What is needed | Only the lines from the start of the material through the line containing "I think this should be closed?" are to be extracted, exactly as they appear.

Records for the task |
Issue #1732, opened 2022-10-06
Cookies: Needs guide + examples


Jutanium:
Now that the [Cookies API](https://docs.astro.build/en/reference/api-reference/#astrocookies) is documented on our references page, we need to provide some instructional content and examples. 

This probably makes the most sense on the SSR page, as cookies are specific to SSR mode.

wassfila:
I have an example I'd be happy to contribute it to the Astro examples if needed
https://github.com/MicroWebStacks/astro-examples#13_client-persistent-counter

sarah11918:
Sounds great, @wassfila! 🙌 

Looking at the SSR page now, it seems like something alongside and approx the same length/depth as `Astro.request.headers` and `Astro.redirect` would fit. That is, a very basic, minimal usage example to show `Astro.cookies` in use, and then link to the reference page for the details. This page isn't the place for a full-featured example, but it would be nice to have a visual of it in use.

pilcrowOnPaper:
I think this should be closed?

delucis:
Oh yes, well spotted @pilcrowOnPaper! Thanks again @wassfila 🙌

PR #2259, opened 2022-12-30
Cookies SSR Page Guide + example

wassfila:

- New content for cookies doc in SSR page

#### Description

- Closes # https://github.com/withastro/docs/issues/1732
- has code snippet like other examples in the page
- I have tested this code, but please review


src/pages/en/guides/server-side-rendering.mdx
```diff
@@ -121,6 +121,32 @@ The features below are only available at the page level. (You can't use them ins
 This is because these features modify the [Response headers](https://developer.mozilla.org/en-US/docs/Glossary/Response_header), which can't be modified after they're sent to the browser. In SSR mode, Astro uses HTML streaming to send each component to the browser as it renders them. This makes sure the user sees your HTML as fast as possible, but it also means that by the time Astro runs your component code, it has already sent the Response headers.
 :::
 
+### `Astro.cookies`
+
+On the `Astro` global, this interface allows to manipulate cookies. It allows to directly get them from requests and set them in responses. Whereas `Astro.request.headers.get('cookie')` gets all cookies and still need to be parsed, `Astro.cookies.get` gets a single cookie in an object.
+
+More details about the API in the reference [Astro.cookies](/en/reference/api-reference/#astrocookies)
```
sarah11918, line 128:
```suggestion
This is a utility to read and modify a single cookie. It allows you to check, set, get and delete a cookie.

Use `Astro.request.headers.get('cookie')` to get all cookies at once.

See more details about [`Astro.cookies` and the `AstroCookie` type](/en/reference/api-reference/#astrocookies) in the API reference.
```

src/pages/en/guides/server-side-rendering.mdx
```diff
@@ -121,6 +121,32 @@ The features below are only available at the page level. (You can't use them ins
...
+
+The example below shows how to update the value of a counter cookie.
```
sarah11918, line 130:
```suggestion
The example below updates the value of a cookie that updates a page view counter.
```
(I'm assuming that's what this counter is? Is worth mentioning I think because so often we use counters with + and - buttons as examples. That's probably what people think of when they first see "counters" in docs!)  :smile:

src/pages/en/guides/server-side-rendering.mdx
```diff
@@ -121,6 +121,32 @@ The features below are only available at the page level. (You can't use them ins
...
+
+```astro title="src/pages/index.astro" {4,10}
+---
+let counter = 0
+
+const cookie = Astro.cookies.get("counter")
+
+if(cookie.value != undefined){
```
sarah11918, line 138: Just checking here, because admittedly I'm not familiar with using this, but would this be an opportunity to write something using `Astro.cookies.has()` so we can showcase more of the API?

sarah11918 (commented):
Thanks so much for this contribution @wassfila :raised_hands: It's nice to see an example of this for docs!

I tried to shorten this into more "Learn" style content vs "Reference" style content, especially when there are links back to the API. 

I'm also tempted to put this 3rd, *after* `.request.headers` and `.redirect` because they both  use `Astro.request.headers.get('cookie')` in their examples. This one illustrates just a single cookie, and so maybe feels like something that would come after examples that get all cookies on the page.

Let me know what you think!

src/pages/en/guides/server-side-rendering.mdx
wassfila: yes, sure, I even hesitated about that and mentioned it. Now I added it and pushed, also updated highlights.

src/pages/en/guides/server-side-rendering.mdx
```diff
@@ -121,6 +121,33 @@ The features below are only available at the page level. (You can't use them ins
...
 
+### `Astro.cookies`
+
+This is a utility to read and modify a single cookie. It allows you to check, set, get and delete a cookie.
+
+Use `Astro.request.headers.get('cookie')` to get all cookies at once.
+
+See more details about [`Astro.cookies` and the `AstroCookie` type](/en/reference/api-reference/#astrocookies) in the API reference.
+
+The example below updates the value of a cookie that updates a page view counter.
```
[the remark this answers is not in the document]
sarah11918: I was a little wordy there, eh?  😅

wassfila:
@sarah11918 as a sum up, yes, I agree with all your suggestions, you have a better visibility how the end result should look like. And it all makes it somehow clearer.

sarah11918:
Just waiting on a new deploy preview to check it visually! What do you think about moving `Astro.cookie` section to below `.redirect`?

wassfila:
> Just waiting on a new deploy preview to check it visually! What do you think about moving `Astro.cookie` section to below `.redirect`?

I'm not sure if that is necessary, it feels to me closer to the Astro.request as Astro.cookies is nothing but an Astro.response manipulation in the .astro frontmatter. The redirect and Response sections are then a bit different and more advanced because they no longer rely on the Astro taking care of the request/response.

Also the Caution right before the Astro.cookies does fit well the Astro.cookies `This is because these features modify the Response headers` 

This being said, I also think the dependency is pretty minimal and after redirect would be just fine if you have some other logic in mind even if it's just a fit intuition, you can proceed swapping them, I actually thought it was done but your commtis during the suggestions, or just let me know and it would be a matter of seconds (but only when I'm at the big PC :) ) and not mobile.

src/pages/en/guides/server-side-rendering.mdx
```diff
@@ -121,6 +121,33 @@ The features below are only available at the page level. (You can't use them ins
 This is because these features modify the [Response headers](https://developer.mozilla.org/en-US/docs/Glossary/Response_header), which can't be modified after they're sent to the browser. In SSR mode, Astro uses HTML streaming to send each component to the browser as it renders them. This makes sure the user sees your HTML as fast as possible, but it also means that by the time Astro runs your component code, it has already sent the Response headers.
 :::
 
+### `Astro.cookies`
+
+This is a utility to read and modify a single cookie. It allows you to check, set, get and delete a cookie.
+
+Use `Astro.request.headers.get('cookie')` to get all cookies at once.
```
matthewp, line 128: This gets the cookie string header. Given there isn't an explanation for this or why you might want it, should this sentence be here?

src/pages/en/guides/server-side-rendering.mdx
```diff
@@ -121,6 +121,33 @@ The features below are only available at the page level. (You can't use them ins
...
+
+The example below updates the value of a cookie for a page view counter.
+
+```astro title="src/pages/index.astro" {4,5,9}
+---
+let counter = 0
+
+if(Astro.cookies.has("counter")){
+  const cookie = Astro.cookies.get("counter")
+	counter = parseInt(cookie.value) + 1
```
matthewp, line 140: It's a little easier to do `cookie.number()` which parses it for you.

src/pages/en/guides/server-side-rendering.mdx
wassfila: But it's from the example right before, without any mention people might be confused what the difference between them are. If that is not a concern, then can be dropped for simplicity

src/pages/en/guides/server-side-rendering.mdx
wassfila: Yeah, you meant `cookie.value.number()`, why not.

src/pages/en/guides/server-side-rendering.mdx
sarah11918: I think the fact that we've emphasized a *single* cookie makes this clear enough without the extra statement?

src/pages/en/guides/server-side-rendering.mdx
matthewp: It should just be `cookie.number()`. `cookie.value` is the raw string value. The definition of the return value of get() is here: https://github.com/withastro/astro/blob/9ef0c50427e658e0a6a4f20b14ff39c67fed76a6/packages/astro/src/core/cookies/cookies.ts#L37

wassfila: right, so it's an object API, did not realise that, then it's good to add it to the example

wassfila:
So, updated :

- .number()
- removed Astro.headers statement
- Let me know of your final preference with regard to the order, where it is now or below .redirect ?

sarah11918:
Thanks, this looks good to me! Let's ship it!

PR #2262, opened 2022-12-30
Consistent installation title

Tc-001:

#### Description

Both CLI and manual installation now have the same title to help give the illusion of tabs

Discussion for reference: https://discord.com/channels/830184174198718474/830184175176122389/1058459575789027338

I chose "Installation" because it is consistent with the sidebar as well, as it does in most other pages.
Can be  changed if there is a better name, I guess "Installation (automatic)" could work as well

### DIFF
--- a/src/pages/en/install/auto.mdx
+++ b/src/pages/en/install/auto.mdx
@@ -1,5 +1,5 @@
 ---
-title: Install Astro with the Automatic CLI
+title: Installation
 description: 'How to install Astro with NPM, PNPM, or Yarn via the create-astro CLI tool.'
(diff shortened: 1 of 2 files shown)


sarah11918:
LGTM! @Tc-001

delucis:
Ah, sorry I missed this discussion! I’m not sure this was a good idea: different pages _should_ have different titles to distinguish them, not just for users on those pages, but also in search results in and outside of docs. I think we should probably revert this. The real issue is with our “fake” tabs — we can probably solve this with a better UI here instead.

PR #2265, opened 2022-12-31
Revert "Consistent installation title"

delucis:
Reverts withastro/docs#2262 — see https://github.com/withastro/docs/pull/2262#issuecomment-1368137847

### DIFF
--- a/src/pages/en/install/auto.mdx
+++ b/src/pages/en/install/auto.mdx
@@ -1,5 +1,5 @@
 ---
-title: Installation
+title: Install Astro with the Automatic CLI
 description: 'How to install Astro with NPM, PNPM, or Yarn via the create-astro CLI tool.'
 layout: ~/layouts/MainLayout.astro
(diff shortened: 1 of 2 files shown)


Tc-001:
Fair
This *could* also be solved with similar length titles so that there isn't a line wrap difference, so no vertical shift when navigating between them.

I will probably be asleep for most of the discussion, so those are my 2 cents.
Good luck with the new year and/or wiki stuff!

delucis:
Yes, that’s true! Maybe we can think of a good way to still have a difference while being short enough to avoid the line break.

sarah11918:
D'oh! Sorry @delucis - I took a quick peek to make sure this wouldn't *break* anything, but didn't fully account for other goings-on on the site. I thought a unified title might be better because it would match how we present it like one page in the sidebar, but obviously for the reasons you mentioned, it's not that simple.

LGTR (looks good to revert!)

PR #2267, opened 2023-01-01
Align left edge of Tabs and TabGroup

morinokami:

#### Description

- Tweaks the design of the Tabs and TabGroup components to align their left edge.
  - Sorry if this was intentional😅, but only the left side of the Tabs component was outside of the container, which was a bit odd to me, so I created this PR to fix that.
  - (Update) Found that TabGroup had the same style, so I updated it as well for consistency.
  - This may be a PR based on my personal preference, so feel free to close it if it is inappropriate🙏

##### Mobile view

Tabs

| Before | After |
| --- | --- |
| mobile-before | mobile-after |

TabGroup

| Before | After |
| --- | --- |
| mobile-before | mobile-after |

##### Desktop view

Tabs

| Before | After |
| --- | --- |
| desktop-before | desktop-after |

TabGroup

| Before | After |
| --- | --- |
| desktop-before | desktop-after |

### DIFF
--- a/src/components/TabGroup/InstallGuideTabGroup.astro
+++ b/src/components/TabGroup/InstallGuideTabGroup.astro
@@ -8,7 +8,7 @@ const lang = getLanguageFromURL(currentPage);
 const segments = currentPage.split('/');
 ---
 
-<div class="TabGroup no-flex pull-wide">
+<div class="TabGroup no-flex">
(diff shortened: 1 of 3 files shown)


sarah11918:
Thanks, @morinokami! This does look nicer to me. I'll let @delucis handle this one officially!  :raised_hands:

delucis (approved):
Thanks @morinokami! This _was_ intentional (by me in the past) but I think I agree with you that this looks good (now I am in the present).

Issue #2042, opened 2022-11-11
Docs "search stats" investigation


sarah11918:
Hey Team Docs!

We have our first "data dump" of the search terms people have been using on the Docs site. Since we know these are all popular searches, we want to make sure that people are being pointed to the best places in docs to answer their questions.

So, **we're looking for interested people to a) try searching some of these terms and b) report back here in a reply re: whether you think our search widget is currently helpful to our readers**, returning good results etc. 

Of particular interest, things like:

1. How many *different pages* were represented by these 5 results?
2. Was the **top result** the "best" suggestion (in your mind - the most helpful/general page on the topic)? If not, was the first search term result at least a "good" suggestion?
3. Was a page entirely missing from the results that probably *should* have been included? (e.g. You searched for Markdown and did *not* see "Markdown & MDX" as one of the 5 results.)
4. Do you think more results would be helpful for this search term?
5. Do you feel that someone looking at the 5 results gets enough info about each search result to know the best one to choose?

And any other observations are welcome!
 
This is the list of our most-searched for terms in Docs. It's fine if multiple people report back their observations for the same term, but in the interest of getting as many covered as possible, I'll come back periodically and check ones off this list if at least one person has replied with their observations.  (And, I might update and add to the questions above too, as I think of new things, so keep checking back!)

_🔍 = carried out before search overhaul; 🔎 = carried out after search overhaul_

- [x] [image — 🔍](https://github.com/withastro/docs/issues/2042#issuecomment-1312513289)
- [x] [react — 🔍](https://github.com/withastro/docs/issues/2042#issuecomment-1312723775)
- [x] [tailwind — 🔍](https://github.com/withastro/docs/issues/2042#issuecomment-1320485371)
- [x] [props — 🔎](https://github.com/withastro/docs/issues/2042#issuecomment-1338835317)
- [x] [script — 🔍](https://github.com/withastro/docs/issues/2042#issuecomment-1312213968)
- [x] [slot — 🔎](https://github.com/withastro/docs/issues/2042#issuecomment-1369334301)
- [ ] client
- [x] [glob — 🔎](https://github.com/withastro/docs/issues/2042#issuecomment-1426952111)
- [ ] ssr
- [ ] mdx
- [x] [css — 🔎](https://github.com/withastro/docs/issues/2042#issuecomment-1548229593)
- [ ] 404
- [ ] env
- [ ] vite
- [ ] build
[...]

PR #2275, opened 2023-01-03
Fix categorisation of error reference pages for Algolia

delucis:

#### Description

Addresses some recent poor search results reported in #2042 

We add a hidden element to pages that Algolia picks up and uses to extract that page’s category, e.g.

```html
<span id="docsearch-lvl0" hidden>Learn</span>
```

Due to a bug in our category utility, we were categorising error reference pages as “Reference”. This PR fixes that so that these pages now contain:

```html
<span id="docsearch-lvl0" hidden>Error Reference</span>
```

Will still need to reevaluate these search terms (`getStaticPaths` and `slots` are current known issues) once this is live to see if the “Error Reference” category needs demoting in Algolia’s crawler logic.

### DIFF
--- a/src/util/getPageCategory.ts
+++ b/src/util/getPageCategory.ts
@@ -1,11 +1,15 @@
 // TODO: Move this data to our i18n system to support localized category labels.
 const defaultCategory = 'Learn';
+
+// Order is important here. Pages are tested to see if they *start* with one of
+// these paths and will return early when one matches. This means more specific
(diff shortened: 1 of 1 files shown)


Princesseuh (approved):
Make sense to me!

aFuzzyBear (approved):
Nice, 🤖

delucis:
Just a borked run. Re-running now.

Exercise answer |
Issue #1732, opened 2022-10-06
Cookies: Needs guide + examples


Jutanium:
Now that the [Cookies API](https://docs.astro.build/en/reference/api-reference/#astrocookies) is documented on our references page, we need to provide some instructional content and examples. 

This probably makes the most sense on the SSR page, as cookies are specific to SSR mode.

wassfila:
I have an example I'd be happy to contribute it to the Astro examples if needed
https://github.com/MicroWebStacks/astro-examples#13_client-persistent-counter

sarah11918:
Sounds great, @wassfila! 🙌 

Looking at the SSR page now, it seems like something alongside and approx the same length/depth as `Astro.request.headers` and `Astro.redirect` would fit. That is, a very basic, minimal usage example to show `Astro.cookies` in use, and then link to the reference page for the details. This page isn't the place for a full-featured example, but it would be nice to have a visual of it in use.

pilcrowOnPaper:
I think this should be closed?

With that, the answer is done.